TASK TO COMPLETE: Give again the lines of the data from its first line through the line with "The HTTP/2 upload". Change nothing.
/---
PR #2264, opened 2026-07-19
Batch HTTP/2 upload flushes and prevent duplicate endStream

pavel-ptashyts:
## Summary
- batch HTTP/2 upload DATA frame flushes while the stream remains writable
- flush only when the body pump yields for source suspension/backpressure or writes the terminal DATA frame
- prevent synchronous writability callbacks from re-entering the pump
- keep the pump parked while the terminal DATA write is pending, preventing duplicate `endStream` frames
- cover multi-chunk batching, suspension, backpressure resume, re-entry, and cleanup timing in `Http2BodyWriterTest`

## Rationale
The HTTP/2 upload body pump previously flushed after every intermediate DATA chunk. That kept writes moving, but it also forced one flush per chunk even when the stream child channel stayed writable. Batching until a yield point preserves bounded in-flight data while reducing flush overhead for multi-chunk uploads.

Netty may synchronously fire `channelWritabilityChanged` from `flush()`. Explicit pumping and terminal-write states prevent that callback from mutating pump state recursively or emitting a second terminal frame before the first write completes.

## Validation
- `./mvnw -pl client -Dtest='org.asynchttpclient.netty.request.body.Http2BodyWriterTest' test` (3 tests)
- `./mvnw -pl client -DskipTests compile`
- `./mvnw -pl client -Dtest=Http2StreamingBodyFlowControlTest test`
- `./mvnw -pl client -Dtest=BasicHttp2Test test`

## Attribution

### DIFF
--- a/client/src/main/java/org/asynchttpclient/netty/request/body/Http2BodyWriter.java
+++ b/client/src/main/java/org/asynchttpclient/netty/request/body/Http2BodyWriter.java
@@ -124,6 +124,11 @@ final class Http2BodyWriter {
     private ByteBuf pending;
     private boolean done;
 
+    // flush() can synchronously fire channelWritabilityChanged. Prevent that callback from re-entering the
+    // pump, and prevent later callbacks from writing a second endStream frame before the first one completes.
+    private boolean pumping;
+    private boolean terminalWritePending;
+
     // Transient handler that resumes the pump when the channel becomes writable again. Added lazily the
     // first time the pump parks, removed by finish().
     private WritabilityResumeHandler resumeHandler;
@@ -181,9 +186,10 @@ final class Http2BodyWriter {
      * event loop. Any written frames are flushed before the pump parks or completes.
      */
     private void pump() {
-        if (done) {
+        if (done || pumping || terminalWritePending) {
             return;
         }
+        pumping = true;
         try {
             while (true) {
                 if (done) {
@@ -211,6 +217,7 @@ final class Http2BodyWriter {
                     ByteBuf terminal = last != null ? last
                             // Empty body — preserve existing behaviour: a single empty DATA frame ends the stream.
                             : channel.alloc().buffer(0);
+                    terminalWritePending = true;
                     writeLastFrame(terminal);
                     channel.flush();
                     return;
@@ -238,6 +245,8 @@ final class Http2BodyWriter {
             }
         } catch (Throwable t) {
             finish(t);
+        } finally {
+            pumping = false;
         }
     }
 
@@ -314,7 +323,7 @@ final class Http2BodyWriter {
     private final class WritabilityResumeHandler extends ChannelInboundHandlerAdapter {
         @Override
         public void channelWritabilityChanged(ChannelHandlerContext ctx) {
-            if (!done && ctx.channel().isWritable()) {
+            if (!done && !terminalWritePending && ctx.channel().isWritable()) {
                 pump();
             }
             ctx.fireChannelWritabilityChanged();
--- a/client/src/main/java/org/asynchttpclient/netty/request/body/Http2BodyWriter.java
+++ b/client/src/main/java/org/asynchttpclient/netty/request/body/Http2BodyWriter.java
@@ -38,8 +38,9 @@ import java.io.IOException;
  * <p>
  * This writer is a one-chunk-at-a-time pump driven entirely on the stream channel's event loop:
  * <ul>
- *   <li>It produces and writes exactly one chunk, then flushes, so frames actually leave the process
- *       instead of accumulating.</li>
+ *   <li>It writes chunks while the stream remains writable, flushing when the pump yields for flow control,
+ *       a source suspension, or the terminal DATA frame, so frames leave the process without one flush per
+ *       chunk.</li>
  *   <li>It only produces the next chunk while {@link Http2StreamChannel#isWritable()} is {@code true}.
  *       A stream child channel becomes unwritable when the HTTP/2 flow-control window is exhausted or
  *       the local high-water mark is reached (child writes go through {@code incrementPendingOutboundBytes}).
@@ -176,7 +177,8 @@ final class Http2BodyWriter {
 
     /**
      * Produces and writes chunks until the channel goes unwritable (then parks for
-     * {@code channelWritabilityChanged}) or the body is exhausted. Always runs on the event loop.
+     * {@code channelWritabilityChanged}), the source suspends, or the body is exhausted. Always runs on the
+     * event loop. Any written frames are flushed before the pump parks or completes.
      */
     private void pump() {
         if (done) {
@@ -196,6 +198,7 @@ final class Http2BodyWriter {
                     // No data available yet but the body is not finished (feedable body). Park until the
                     // source signals more via the onResume callback. Any already-buffered `pending` chunk is
                     // retained (O(1)); we deliberately do not flush an early endStream.
+                    channel.flush();
                     suspended = true;
                     return;
                 }
@@ -219,9 +222,12 @@ final class Http2BodyWriter {
                 pending = next;
                 if (toWrite != null) {
                     writeFrame(toWrite, false);
-                    channel.flush();
 
                     if (!channel.isWritable()) {
+                        channel.flush();
+                        if (channel.isWritable()) {
+                            continue;
+                        }
                         // Flow-control window exhausted / high-water mark reached: stop producing and resume
                         // from channelWritabilityChanged. `pending` (one chunk) is retained until then.
                         ensureResumeHandler();
--- a/client/src/main/java/org/asynchttpclient/netty/request/body/Http2BodyWriter.java
+++ b/client/src/main/java/org/asynchttpclient/netty/request/body/Http2BodyWriter.java
@@ -50,8 +50,8 @@ import java.io.IOException;
  *       an empty body still sends a single empty DATA frame with {@code endStream=true}.</li>
  *   <li>This writer holds at most one buffered "pending" chunk across a writability wait. Production stops
  *       once the channel goes unwritable, so total in-flight heap is bounded by the channel's write
- *       high-water mark (the already-written chunks the channel's outbound buffer still owns) plus that one
- *       pending chunk — not by the size of the whole body.</li>
+ *       high-water mark (64 KiB by default; the already-written chunks the channel's outbound buffer still
+ *       owns) plus that one pending chunk, rather than by the size of the whole body.</li>
  * </ul>
  * <p>
  * <strong>Lifecycle / cleanup.</strong> Because the pump completes asynchronously (after {@code writeHttp2}
@@ -125,9 +125,10 @@ final class Http2BodyWriter {
     private boolean done;
 
     // flush() can synchronously fire channelWritabilityChanged. Prevent that callback from re-entering the
-    // pump, and prevent later callbacks from writing a second endStream frame before the first one completes.
+    // pump, and remember permanently once the terminal frame has been emitted so later callbacks cannot write
+    // a second endStream frame before its write completes.
     private boolean pumping;
-    private boolean terminalWritePending;
+    private boolean terminalWritten;
 
     // Transient handler that resumes the pump when the channel becomes writable again. Added lazily the
     // first time the pump parks, removed by finish().
@@ -186,7 +187,7 @@ final class Http2BodyWriter {
      * event loop. Any written frames are flushed before the pump parks or completes.
      */
     private void pump() {
-        if (done || pumping || terminalWritePending) {
+        if (done || pumping || terminalWritten) {
             return;
         }
         pumping = true;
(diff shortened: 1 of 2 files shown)


client/src/test/java/org/asynchttpclient/netty/request/body/Http2BodyWriterTest.java
```diff
@@ -0,0 +1,225 @@
...
+            ReferenceCountUtil.release(invocation.getArgument(0));
+            return succeededFuture(channel);
+        });
+
+        SuspendingChunkSource source = new SuspendingChunkSource();
+        Http2BodyWriter.start(channel, source);
+
+        assertEquals(0, source.closed);
+        verify(channel, times(1)).write(any(DefaultHttp2DataFrame.class));
+        verify(channel, times(1)).flush();
```
hyperxpro: I think this one is a no-op unfortunately. I ran it against main, where the SUSPEND branch doesn't flush at all, and it still passes. Both versions end up with exactly one flush by the time you get here, main's just comes from the flush after writeFrame, so times(1) can't separate them.

Could you assert the ordering instead? Either an InOrder over nextChunk and flush, or grab the flush count right when nextChunk hands back SUSPEND. Either one would pin the behaviour you're actually after.

client/src/test/java/org/asynchttpclient/netty/request/body/Http2BodyWriterTest.java
```diff
@@ -0,0 +1,225 @@
...
+public class Http2BodyWriterTest {
+
+    @Test
+    public void multiChunkBodyBatchesFlushUntilTerminalFrame() {
+        Http2StreamChannel channel = mock(Http2StreamChannel.class);
+        EventLoop eventLoop = mock(EventLoop.class);
+        when(eventLoop.inEventLoop()).thenReturn(true);
+        when(channel.eventLoop()).thenReturn(eventLoop);
+        when(channel.alloc()).thenReturn(UnpooledByteBufAllocator.DEFAULT);
+        when(channel.isWritable()).thenReturn(true);
```
hyperxpro, line 66: Since isWritable() is always true here the mock never goes unwritable no matter how much you write, so the flush counts below are really just checking the stub rather than anything Netty does. You'd get the same numbers for a 4 GiB body.

Would you mind adding one EmbeddedChannel test on top of Http2FrameCodecBuilder.forClient() plus Http2MultiplexHandler, checking that peak unflushed bytes stays under writeBufferHighWaterMark plus a chunk? That's the thing that would actually catch a regression here, and it lines up with how we test the rest of this area.

client/src/test/java/org/asynchttpclient/netty/request/body/Http2BodyWriterTest.java
```diff
@@ -0,0 +1,225 @@
...
+        ChannelHandlerContext pipelineContext = mock(ChannelHandlerContext.class);
+        ChannelHandlerContext eventContext = mock(ChannelHandlerContext.class);
+        AtomicReference<ChannelHandler> resumeHandler = new AtomicReference<>();
+        AtomicBoolean nestedWritabilityCallbackFired = new AtomicBoolean();
+        AtomicInteger terminalFrames = new AtomicInteger();
+        DefaultChannelPromise terminalWrite = new DefaultChannelPromise(channel, ImmediateEventExecutor.INSTANCE);
+        when(eventLoop.inEventLoop()).thenReturn(true);
+        when(channel.eventLoop()).thenReturn(eventLoop);
+        when(channel.alloc()).thenReturn(UnpooledByteBufAllocator.DEFAULT);
+        when(channel.isWritable()).thenReturn(false, false, true);
```
hyperxpro: Minor one, but this bakes in 'isWritable() gets called exactly three times, in this order', so it's tied to the call count rather than the behaviour. If someone later hoists isWritable() into a local the test quietly changes meaning instead of going red. An AtomicBoolean with thenAnswer would hold up better.

client/src/main/java/org/asynchttpclient/netty/request/body/Http2BodyWriter.java
```diff
@@ -196,6 +204,7 @@ private void pump() {
                     // No data available yet but the body is not finished (feedable body). Park until the
                     // source signals more via the onResume callback. Any already-buffered `pending` chunk is
                     // retained (O(1)); we deliberately do not flush an early endStream.
+                    channel.flush();
```
hyperxpro: One thing I noticed here. The flush now happens before suspended = true on the next line, and flush can run callbacks synchronously. If a resume ever lands in that gap, resumeFromSuspend sees suspended still false, quietly drops it, and the pump sits there until the request times out.

I couldn't actually trigger it, the only onResume wiring feeds from an app thread and bounces back onto the loop, so it's theoretical today. But it's a gap we didn't have before and it's cheap to close. Worth saying that just moving suspended = true above the flush doesn't do it, pumping would eat the re-entrant pump() instead. Simplest is probably a re-check after the flush (if (!suspended) continue;), or have the guard remember the request with a pumpRequested flag.

client/src/main/java/org/asynchttpclient/netty/request/body/Http2BodyWriter.java
```diff
@@ -123,6 +124,11 @@ default void onResume(Runnable resume) {
     private ByteBuf pending;
     private boolean done;
 
+    // flush() can synchronously fire channelWritabilityChanged. Prevent that callback from re-entering the
+    // pump, and prevent later callbacks from writing a second endStream frame before the first one completes.
+    private boolean pumping;
+    private boolean terminalWritePending;
```
hyperxpro: This never goes back to false, and finish() doesn't clear it either. Harmless in practice since done covers every path anyway, but the name threw me for a minute. It reads like 'a write is currently in flight' when it really means 'we've emitted the terminal frame, permanently'. Maybe terminalWritten? The comment above could follow suit.

client/src/main/java/org/asynchttpclient/netty/request/body/Http2BodyWriter.java
```diff
@@ -208,6 +217,7 @@ private void pump() {
                     ByteBuf terminal = last != null ? last
                             // Empty body — preserve existing behaviour: a single empty DATA frame ends the stream.
                             : channel.alloc().buffer(0);
+                    terminalWritePending = true;
```
hyperxpro: Good catch, though this is a genuine bug fix hiding inside a perf PR. On main, if channelWritabilityChanged lands after writeLastFrame but before that write finishes, pump() re-enters, nextChunk() returns null again, pending is null, and we send a second endStream DATA frame on a half closed stream. This flag stops it.

Could you mention it in the title or the description? Nobody reviewing 'batch flushes' is going to be looking for a conformance fix.

client/src/main/java/org/asynchttpclient/netty/request/body/Http2BodyWriter.java
```diff
@@ -38,8 +38,9 @@
  * <p>
  * This writer is a one-chunk-at-a-time pump driven entirely on the stream channel's event loop:
  * <ul>
- *   <li>It produces and writes exactly one chunk, then flushes, so frames actually leave the process
- *       instead of accumulating.</li>
+ *   <li>It writes chunks while the stream remains writable, flushing when the pump yields for flow control,
```
hyperxpro, line 41: Might be worth naming the new batching quantum while you're in here. Peak in flight heap per upload stream goes from roughly a chunk to the 64 KiB writeBufferHighWaterMark, I measured it landing at exactly 65536. The bound further down is still accurate, it's just moved, and anyone sizing concurrent uploads would want to know.

hyperxpro (changes requested):

client/src/main/java/org/asynchttpclient/netty/request/body/Http2BodyWriter.java
pavel-ptashyts: Agreed. I documented that the write-buffer high-water mark is 64 KiB by default and that per-stream in-flight heap is bounded by that mark plus the single pending chunk. This is in 6c2178a20.

client/src/main/java/org/asynchttpclient/netty/request/body/Http2BodyWriter.java
pavel-ptashyts: Agreed. I reproduced the lost-resume path with a synchronous flush callback; with the old ordering the source remained parked and unclosed. The pump now marks itself suspended before flush and continues if that callback consumed the resume while re-entry was guarded. I added the regression test in 6c2178a20.

client/src/main/java/org/asynchttpclient/netty/request/body/Http2BodyWriter.java
pavel-ptashyts: Agreed. I renamed terminalWritePending to terminalWritten and updated the comment to make its permanent meaning explicit once the terminal frame has been emitted. This is in 6c2178a20.

client/src/test/java/org/asynchttpclient/netty/request/body/Http2BodyWriterTest.java
pavel-ptashyts: Agreed. I replaced the sequential isWritable() return values with an AtomicBoolean-backed answer and flip the state only before firing the explicit writability callback. This is in 6c2178a20.

client/src/test/java/org/asynchttpclient/netty/request/body/Http2BodyWriterTest.java
pavel-ptashyts: Agreed. I added a real client Http2FrameCodec plus Http2MultiplexHandler stream test. It drives the stream past a configured 8 KiB high-water mark and asserts that peak unflushed DATA stays between the mark and the mark plus one chunk. This is in 6c2178a20.

client/src/main/java/org/asynchttpclient/netty/request/body/Http2BodyWriter.java
pavel-ptashyts: Agreed. I updated the PR title to "Batch HTTP/2 upload flushes and prevent duplicate endStream" so the conformance fix is visible alongside the batching change.

client/src/test/java/org/asynchttpclient/netty/request/body/Http2BodyWriterTest.java
pavel-ptashyts: Agreed. I replaced the flush-count-only assertion with an ordering-sensitive check: the source records the flush count when it returns SUSPEND, so the test now proves there was no earlier per-chunk flush and that the suspension path flushes before parking. This is in 6c2178a20.

client/src/test/java/org/asynchttpclient/netty/request/body/Http2BodyWriterTest.java
```diff
@@ -0,0 +1,348 @@
...
+            }
+            ReferenceCountUtil.release(frame);
+            return succeededFuture(channel);
+        });
+        when(channel.flush()).thenAnswer(invocation -> {
+            ChannelHandler handler = resumeHandler.get();
+            if (handler != null
+                    && terminalFrames.get() != 0
+                    && nestedWritabilityCallbackFired.compareAndSet(false, true)) {
+                ((io.netty.channel.ChannelInboundHandlerAdapter) handler).channelWritabilityChanged(eventContext);
```
hyperxpro: You imported ChannelInboundHandlerAdapter for the multiplex handler, so this doesn't need qualifying any more.

```suggestion
                ((ChannelInboundHandlerAdapter) handler).channelWritabilityChanged(eventContext);
```

client/src/test/java/org/asynchttpclient/netty/request/body/Http2BodyWriterTest.java
```diff
@@ -0,0 +1,348 @@
...
+        Http2BodyWriter.start(channel, source);
+
+        assertEquals(0, source.closed);
+        assertNotNull(resumeHandler.get());
+        verify(channel, times(1)).write(any(DefaultHttp2DataFrame.class));
+        verify(channel, times(1)).flush();
+
+        writable.set(true);
+        ((io.netty.channel.ChannelInboundHandlerAdapter) resumeHandler.get())
+                .channelWritabilityChanged(eventContext);
```
hyperxpro: Same here, and it fits on one line once the package prefix goes.

```suggestion
        ((ChannelInboundHandlerAdapter) resumeHandler.get()).channelWritabilityChanged(eventContext);
```

hyperxpro (changes requested):

client/src/test/java/org/asynchttpclient/netty/request/body/Http2BodyWriterTest.java
pavel-ptashyts: Agreed, thanks. I verified the applied suggestion and the cast now uses the existing ChannelInboundHandlerAdapter import. The focused test and the full JDK 11 build both pass.

client/src/test/java/org/asynchttpclient/netty/request/body/Http2BodyWriterTest.java
pavel-ptashyts: Agreed, thanks. I verified the applied cleanup here as well; the callback invocation now fits on one line. The focused test and the full JDK 11 build both pass.

hyperxpro (approved):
\---
YOUR SOLUTION:
PR #2264, opened 2026-07-19
Batch HTTP/2 upload flushes and prevent duplicate endStream

pavel-ptashyts:
## Summary
- batch HTTP/2 upload DATA frame flushes while the stream remains writable
- flush only when the body pump yields for source suspension/backpressure or writes the terminal DATA frame
- prevent synchronous writability callbacks from re-entering the pump
- keep the pump parked while the terminal DATA write is pending, preventing duplicate `endStream` frames
- cover multi-chunk batching, suspension, backpressure resume, re-entry, and cleanup timing in `Http2BodyWriterTest`

## Rationale
The HTTP/2 upload body pump previously flushed after every intermediate DATA chunk. That kept writes moving, but it also forced one flush per chunk even when the stream child channel stayed writable. Batching until a yield point preserves bounded in-flight data while reducing flush overhead for multi-chunk uploads.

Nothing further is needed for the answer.